• ASSIGNMENT:
Print out each record, keeping it identical to the original.

• DATA EXTRACTS:

PR #161, opened 2023-03-10
Ensure that sysout and syserr are escaped

shs96c:
Sadly, the IJ console won't unescape the content, but this is a definite step forwards.


illicitonion (approved):
Thanks!

PR #162, opened 2023-03-13
Add test sharding support to the JUnit 5 runner

fmeum:
Since JUnit 5 test plans can have complicated structures, the sharding algorithm uses a hash of the test descriptor's unique ID to determine which shard to assign a given test to.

• YOUR SOLUTION:
PR #161, opened 2023-03-10
Ensure that sysout and syserr are escaped

shs96c:
Sadly, the IJ console won't unescape the content, but this is a definite step forwards.


illicitonion (approved):
Thanks!

PR #162, opened 2023-03-13
Add test sharding support to the JUnit 5 runner

fmeum:
Since JUnit 5 test plans can have complicated structures, the sharding algorithm uses a hash of the test descriptor's unique ID to determine which shard to assign a given test to.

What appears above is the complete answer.